[Start of section]

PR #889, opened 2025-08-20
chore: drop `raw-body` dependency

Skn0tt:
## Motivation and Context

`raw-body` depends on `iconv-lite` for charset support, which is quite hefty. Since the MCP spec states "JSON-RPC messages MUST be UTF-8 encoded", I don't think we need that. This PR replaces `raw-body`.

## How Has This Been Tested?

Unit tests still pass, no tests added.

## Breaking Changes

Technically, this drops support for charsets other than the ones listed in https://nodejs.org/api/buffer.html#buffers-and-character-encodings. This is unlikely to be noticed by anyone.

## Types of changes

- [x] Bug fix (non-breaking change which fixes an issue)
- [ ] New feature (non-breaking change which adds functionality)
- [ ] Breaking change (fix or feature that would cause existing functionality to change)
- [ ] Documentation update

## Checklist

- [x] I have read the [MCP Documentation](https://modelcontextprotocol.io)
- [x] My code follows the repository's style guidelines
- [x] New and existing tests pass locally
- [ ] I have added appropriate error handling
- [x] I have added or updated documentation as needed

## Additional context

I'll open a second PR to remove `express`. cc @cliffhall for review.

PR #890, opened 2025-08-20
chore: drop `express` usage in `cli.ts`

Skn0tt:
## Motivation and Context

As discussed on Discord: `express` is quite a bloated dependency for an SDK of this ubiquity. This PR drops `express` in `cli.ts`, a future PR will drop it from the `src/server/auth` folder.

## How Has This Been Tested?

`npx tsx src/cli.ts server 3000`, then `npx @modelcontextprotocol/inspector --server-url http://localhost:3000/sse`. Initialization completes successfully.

[End of section]

» TASK REQUIREMENTS: Show me each line of the listing above with "tests" in it.

» ANSWER BOX:
Unit tests still pass, no tests added.
- [x] New and existing tests pass locally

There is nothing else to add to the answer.